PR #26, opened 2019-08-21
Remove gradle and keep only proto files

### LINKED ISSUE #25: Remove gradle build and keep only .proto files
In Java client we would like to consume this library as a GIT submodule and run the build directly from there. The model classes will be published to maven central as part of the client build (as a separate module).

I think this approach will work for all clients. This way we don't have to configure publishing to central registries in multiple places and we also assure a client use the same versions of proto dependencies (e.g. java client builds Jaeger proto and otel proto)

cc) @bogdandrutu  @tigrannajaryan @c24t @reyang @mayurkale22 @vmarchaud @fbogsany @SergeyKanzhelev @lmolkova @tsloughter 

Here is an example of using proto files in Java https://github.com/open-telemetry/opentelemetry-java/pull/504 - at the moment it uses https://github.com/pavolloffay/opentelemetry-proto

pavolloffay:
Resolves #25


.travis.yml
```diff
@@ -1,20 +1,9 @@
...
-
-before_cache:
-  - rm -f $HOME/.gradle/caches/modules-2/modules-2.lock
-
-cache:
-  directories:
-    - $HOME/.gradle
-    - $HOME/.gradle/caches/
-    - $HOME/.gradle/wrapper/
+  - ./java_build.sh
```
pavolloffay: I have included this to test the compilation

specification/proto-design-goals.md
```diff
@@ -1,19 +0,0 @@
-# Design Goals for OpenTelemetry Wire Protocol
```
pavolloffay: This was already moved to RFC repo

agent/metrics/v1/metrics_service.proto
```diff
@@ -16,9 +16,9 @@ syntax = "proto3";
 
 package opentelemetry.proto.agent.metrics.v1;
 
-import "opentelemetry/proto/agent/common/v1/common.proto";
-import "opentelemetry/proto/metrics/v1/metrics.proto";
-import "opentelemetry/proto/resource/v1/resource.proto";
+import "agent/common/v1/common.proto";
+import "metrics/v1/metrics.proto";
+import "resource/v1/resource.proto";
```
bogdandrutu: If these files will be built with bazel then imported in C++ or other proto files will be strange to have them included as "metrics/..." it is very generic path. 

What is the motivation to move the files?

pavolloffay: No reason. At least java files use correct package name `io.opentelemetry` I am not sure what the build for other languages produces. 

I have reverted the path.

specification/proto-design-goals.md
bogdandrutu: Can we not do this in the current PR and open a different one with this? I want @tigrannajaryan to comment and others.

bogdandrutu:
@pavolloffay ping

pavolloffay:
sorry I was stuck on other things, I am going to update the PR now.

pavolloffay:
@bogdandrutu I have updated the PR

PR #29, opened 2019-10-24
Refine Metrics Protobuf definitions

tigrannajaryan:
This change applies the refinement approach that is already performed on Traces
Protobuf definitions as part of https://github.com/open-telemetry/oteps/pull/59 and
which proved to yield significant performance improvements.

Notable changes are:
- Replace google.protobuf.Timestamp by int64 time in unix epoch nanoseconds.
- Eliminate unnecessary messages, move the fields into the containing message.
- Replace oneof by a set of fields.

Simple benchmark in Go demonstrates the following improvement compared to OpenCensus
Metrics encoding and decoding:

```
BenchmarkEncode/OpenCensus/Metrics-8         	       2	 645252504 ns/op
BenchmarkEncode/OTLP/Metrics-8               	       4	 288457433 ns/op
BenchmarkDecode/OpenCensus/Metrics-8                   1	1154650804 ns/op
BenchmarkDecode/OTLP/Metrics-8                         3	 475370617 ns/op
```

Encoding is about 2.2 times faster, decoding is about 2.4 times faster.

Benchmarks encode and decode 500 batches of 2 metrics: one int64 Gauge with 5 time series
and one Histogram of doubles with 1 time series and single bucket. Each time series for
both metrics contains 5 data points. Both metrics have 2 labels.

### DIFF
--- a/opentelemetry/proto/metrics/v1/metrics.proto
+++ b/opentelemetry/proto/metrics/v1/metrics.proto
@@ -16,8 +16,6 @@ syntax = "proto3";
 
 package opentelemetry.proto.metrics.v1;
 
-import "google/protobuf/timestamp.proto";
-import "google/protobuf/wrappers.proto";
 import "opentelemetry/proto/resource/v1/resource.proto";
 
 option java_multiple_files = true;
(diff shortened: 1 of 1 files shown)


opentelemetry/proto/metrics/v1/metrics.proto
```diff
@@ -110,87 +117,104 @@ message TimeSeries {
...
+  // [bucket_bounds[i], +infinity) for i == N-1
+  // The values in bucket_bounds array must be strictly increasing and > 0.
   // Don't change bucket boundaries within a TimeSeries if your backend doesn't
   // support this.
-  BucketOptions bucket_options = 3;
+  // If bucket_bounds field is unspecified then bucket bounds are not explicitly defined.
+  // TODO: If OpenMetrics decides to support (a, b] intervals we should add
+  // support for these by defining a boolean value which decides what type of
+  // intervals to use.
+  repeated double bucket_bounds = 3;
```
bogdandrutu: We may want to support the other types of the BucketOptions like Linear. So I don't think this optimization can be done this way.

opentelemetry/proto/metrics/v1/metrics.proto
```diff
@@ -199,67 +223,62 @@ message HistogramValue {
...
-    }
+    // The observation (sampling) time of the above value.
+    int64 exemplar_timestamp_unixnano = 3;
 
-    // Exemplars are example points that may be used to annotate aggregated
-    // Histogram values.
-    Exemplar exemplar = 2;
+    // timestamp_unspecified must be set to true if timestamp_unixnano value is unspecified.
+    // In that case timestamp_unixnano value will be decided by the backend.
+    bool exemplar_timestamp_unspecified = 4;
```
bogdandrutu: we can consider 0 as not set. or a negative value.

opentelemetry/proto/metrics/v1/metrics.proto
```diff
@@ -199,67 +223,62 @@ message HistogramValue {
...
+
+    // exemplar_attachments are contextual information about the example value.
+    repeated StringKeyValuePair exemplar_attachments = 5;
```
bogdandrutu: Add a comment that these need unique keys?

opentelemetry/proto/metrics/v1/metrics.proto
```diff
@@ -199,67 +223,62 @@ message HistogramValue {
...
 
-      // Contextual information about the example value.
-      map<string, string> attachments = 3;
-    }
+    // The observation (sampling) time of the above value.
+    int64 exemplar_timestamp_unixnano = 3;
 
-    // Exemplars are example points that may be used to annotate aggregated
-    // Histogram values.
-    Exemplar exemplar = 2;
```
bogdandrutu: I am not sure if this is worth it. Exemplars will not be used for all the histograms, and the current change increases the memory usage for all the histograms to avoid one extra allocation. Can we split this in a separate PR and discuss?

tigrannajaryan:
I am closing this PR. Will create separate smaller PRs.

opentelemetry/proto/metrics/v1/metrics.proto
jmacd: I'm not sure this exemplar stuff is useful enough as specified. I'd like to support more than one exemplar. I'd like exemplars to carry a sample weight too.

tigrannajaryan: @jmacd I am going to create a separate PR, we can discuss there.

__________________________________________________

→ **Task instructions**
Your task is to reproduce the entries exactly, starting at the first line and ending with the line containing "In Java client".

→ **Solution for this exercise**
PR #26, opened 2019-08-21
Remove gradle and keep only proto files

### LINKED ISSUE #25: Remove gradle build and keep only .proto files
In Java client we would like to consume this library as a GIT submodule and run the build directly from there. The model classes will be published to maven central as part of the client build (as a separate module).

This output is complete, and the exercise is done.